_Brief_. Here are some records; copy every line that holds the word "ROMol".

_Recorded information_.
------------------------------------------------------------------------

PR #9337, opened 2026-06-09
Refactor BoundsMatrixBuilder

kabu00002:
Refactoring of the `BoundsMatrixBuilder.cpp` code. The focus was to restructure the set14Bounds code to avoid code duplication; only minor changes were done on the remaining code in the specified file.

### DIFF
--- a/Code/GraphMol/DistGeomHelpers/BoundsMatrixBuilder.cpp
+++ b/Code/GraphMol/DistGeomHelpers/BoundsMatrixBuilder.cpp
@@ -273,6 +273,9 @@ inline std::size_t getUnifiedId(const unsigned int id1, const unsigned int id2,
 }
 
 inline bool squishBond(const ROMol &mol, const Bond *bond) {
+  // determines whether the corresponding atoms are larger heteroatoms (at least
+  // of of them) in conjugated 5 rings, because we need to add a bit of extra
+  // flex for them
   return bond->getIsConjugated() &&
          (bond->getBeginAtom()->getAtomicNum() > 10 ||
           bond->getEndAtom()->getAtomicNum() > 10) &&
--- a/Code/GraphMol/DistGeomHelpers/BoundsMatrixBuilder.cpp
+++ b/Code/GraphMol/DistGeomHelpers/BoundsMatrixBuilder.cpp
@@ -258,7 +258,7 @@ void _checkAndSetBounds(unsigned int i, unsigned int j, double lb, double ub,
 
 inline std::size_t getUnifiedId(const unsigned int id1, const unsigned int id2,
                                 const unsigned int n) {
-  // returns an id for (id1, id2) independed of order within range (0, 2*n - 1)
+  // returns an id for (id1, id2) independent of order within range (0, 2*n - 1)
   // assuming id1 < n and id2 < n
   return id1 < id2 ? (static_cast<std::size_t>(id1) * n + id2)
                    : (static_cast<std::size_t>(id2) * n + id1);
@@ -266,7 +266,7 @@ inline std::size_t getUnifiedId(const unsigned int id1, const unsigned int id2,
 
 inline std::size_t getUnifiedId(const unsigned int id1, const unsigned int id2,
                                 const unsigned int id3, const unsigned int n) {
-  // returns an id for (id1, id2, id3) independed of order of id1, id3 within
+  // returns an id for (id1, id2, id3) independent of order of id1, id3 within
   // range (0, 3*(n) - 1) assuming id1 < n, id2 < n and id3 < n
   return id1 < id3 ? (static_cast<std::size_t>(id1) * n * n + id2 * n + id3)
                    : (static_cast<std::size_t>(id3) * n * n + id2 * n + id1);
--- a/Code/GraphMol/DistGeomHelpers/BoundsMatrixBuilder.cpp
+++ b/Code/GraphMol/DistGeomHelpers/BoundsMatrixBuilder.cpp
@@ -36,7 +36,6 @@ const double VDW_SCALE_15 = 0.7;
 constexpr double H_BOND_LENGTH = 1.8;
 const double MAX_UPPER = 1000.0;
 static const double minMacrocycleRingSize = 9;
-#include <map>
 
 namespace RDKit {
 namespace DGeomHelpers {
@@ -47,9 +46,6 @@ typedef boost::shared_ptr<RDNumeric::DoubleSymmMatrix> SymmDoubleMatPtr;
 typedef boost::dynamic_bitset<> BIT_SET;
 
 //! Bunch of functions to set distance bound based on topology
-
-typedef std::map<int, double> INT_DOUBLE_MAP;
-typedef INT_DOUBLE_MAP::const_iterator INT_DOUBLE_MAP_CI;
 
 typedef std::vector<long int> LINT_VECT;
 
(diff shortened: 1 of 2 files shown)


Code/GraphMol/DistGeomHelpers/BoundsMatrixBuilder.cpp
```diff
@@ -235,6 +256,29 @@ void _checkAndSetBounds(unsigned int i, unsigned int j, double lb, double ub,
   }
 }
 
+inline std::size_t getUnifiedId(const unsigned int id1, const unsigned int id2,
+                                const unsigned int n) {
+  // returns an id for (id1, id2) independed of order within range (0, 2*n - 1)
```
greglandrum:
```suggestion
  // returns an id for (id1, id2) independent of order within range (0, 2*n - 1)
```

Code/GraphMol/DistGeomHelpers/BoundsMatrixBuilder.cpp
```diff
@@ -235,6 +256,29 @@ void _checkAndSetBounds(unsigned int i, unsigned int j, double lb, double ub,
...
+  // assuming id1 < n and id2 < n
+  return id1 < id2 ? (static_cast<std::size_t>(id1) * n + id2)
+                   : (static_cast<std::size_t>(id2) * n + id1);
+}
+
+inline std::size_t getUnifiedId(const unsigned int id1, const unsigned int id2,
+                                const unsigned int id3, const unsigned int n) {
+  // returns an id for (id1, id2, id3) independed of order of id1, id3 within
```
greglandrum:
```suggestion
  // returns an id for (id1, id2, id3) independent of order of id1, id3 within
```

Code/GraphMol/DistGeomHelpers/BoundsMatrixBuilder.cpp
```diff
@@ -235,6 +256,29 @@ void _checkAndSetBounds(unsigned int i, unsigned int j, double lb, double ub,
...
+  // range (0, 3*(n) - 1) assuming id1 < n, id2 < n and id3 < n
+  return id1 < id3 ? (static_cast<std::size_t>(id1) * n * n + id2 * n + id3)
+                   : (static_cast<std::size_t>(id3) * n * n + id2 * n + id1);
+}
+
+inline bool squishBond(const ROMol &mol, const Bond *bond) {
```
greglandrum, line 275: I think it would be good to add the comment from below about what this function is actually for

Code/GraphMol/DistGeomHelpers/BoundsMatrixBuilder.cpp
```diff
@@ -361,57 +406,57 @@ void setLowerBoundVDW(const ROMol &mol, DistGeom::BoundsMatPtr mmat, bool,
...
-  if (isLargerSP2Atom(mol.getAtomWithIdx(aid3))) {
-    distTol *= 2;
-  }
-  auto du = dl + distTol;
-  dl -= distTol;
+
+  const auto distTol =
+      DIST13_TOL * (1u << isLargerSP2Atom(mol.getAtomWithIdx(aid1))
+                       << isLargerSP2Atom(mol.getAtomWithIdx(aid))
+                       << isLargerSP2Atom(mol.getAtomWithIdx(aid3)));
```
greglandrum: We can leave it this way, but I'm not convinced that this is easier to read (and I really doubt that it's faster).

Code/GraphMol/DistGeomHelpers/BoundsMatrixBuilder.cpp
```diff
@@ -1369,296 +1119,215 @@ bool _checkMacrocycleTwoInSameRingAmideEster14(
...
+  PRECONDITION(bnd2, "");
+  PRECONDITION(bnd3, "");
 
-      path14.type = Path14Configuration::OTHER;
+  unsigned int bid1 = bnd1->getIdx();
+  unsigned int bid2 = bnd2->getIdx();
+  unsigned int bid3 = bnd3->getIdx();
+
+  const Atom *atm2 = mol.getAtomWithIdx(accumData.bondAdj->getVal(bid1, bid2));
+  PRECONDITION(atm2, "");
```
greglandrum: This isn't a PRECONDITION.
If you wanted to do a test here, it would be `TEST_ASSERT()` or `CHECK_INVARIANT()`, but I don't think the check is necessary at all: `getAtomWithIdx()` has a `POSTCONDITION()` on it that the result is non-null.

Code/GraphMol/DistGeomHelpers/BoundsMatrixBuilder.cpp
```diff
@@ -1369,296 +1119,215 @@ bool _checkMacrocycleTwoInSameRingAmideEster14(
...
+  const Atom *atm3 = mol.getAtomWithIdx(accumData.bondAdj->getVal(bid2, bid3));
+  PRECONDITION(atm3, "");
```
greglandrum: same comment here

Code/GraphMol/DistGeomHelpers/BoundsMatrixBuilder.cpp
```diff
@@ -1369,296 +1119,215 @@ bool _checkMacrocycleTwoInSameRingAmideEster14(
...
 
-    // we only overwrite bounds if they are not 1-2 nor 1-3 distances
-    _checkAndSetBounds(aid1, aid4, dl, du, mmat);
-    accumData.paths14.push_back(path14);
-    accumData.visited14Bounds.set(pid);
+  CHECK_INVARIANT(ba12 > 0.0, "");
+  CHECK_INVARIANT(ba23 > 0.0, "");
+
+  const Atom *atm1 = mol.getAtomWithIdx(aid1);
+  const Atom *atm4 = mol.getAtomWithIdx(aid4);
```
greglandrum, line 1254: This is better: no checks on the return value of `getAtomWithIdc()`

Code/GraphMol/DistGeomHelpers/BoundsMatrixBuilder.cpp
```diff
@@ -1730,30 +1398,25 @@ void set14Bounds(const ROMol &mol, DistGeom::BoundsMatPtr mmat,
         for (const auto bnd3 : mol.atomBonds(mol.getAtomWithIdx(aid3))) {
           auto bid3 = bnd3->getIdx();
           if (bid3 != bid2) {
-            auto id1 = bid1 * nb * nb + bid2 * nb + bid3;
-            auto id2 = bid3 * nb * nb + bid2 * nb + bid1;
-            if (donePaths.find(id1) == donePaths.end() &&
-                donePaths.find(id2) == donePaths.end()) {
+            auto id = getUnifiedId(bid1, bid2, bid3, nb);
+            if (!donePaths[id]) {  // == donePaths.end()) {
```
greglandrum: no need to leave the old code in there:
```suggestion
            if (!donePaths[id]) {
```

Code/GraphMol/DistGeomHelpers/BoundsMatrixBuilder.cpp
```diff
@@ -1369,296 +1119,215 @@ bool _checkMacrocycleTwoInSameRingAmideEster14(
...
+                                   *torsionValue.value) -
+           GEN_DIST_TOL;
+      du = dl + 2 * GEN_DIST_TOL;
+      break;
+    default:  // NONE  => do not set the bounds => nothing more to do
+      return;
+  }
+
+  Path14Configuration path14 = {
+      .bid1 = bid1, .bid2 = bid2, .bid3 = bid3, .type = torsionValue.type};
```
greglandrum: Since you're setting all the values, I think it's clearer to leave out the designators:
```suggestion
  Path14Configuration path14 = { bid1, bid2, bid3, torsionValue.type};
```
Otherwise when reading the code you need to check to see if one of the values is being left out.

greglandrum (changes requested):
I like it!
I've suggested a few changes.

Code/GraphMol/DistGeomHelpers/BoundsMatrixBuilder.cpp
```diff
@@ -235,6 +256,32 @@ void _checkAndSetBounds(unsigned int i, unsigned int j, double lb, double ub,
...
+                                const unsigned int id3, const unsigned int n) {
+  // returns an id for (id1, id2, id3) independent of order of id1, id3 within
+  // range (0, 3*(n) - 1) assuming id1 < n, id2 < n and id3 < n
+  return id1 < id3 ? (static_cast<std::size_t>(id1) * n * n + id2 * n + id3)
+                   : (static_cast<std::size_t>(id3) * n * n + id2 * n + id1);
+}
+
+inline bool squishBond(const ROMol &mol, const Bond *bond) {
+  // determines whether the corresponding atoms are larger heteroatoms (at least
+  // of of them) in conjugated 5 rings, because we need to add a bit of extra
```
greglandrum:
```suggestion
  // one of them) in conjugated 5 rings, because we need to add a bit of extra
```

greglandrum (changes requested):
one further comment typo suggestion here, then this is ready to go

greglandrum (approved):
LGTM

------------------------------------------------------------------------

_Exercise solution_.
 inline bool squishBond(const ROMol &mol, const Bond *bond) {
+inline bool squishBond(const ROMol &mol, const Bond *bond) {
@@ -361,57 +406,57 @@ void setLowerBoundVDW(const ROMol &mol, DistGeom::BoundsMatPtr mmat, bool,
@@ -1730,30 +1398,25 @@ void set14Bounds(const ROMol &mol, DistGeom::BoundsMatPtr mmat,
+inline bool squishBond(const ROMol &mol, const Bond *bond) {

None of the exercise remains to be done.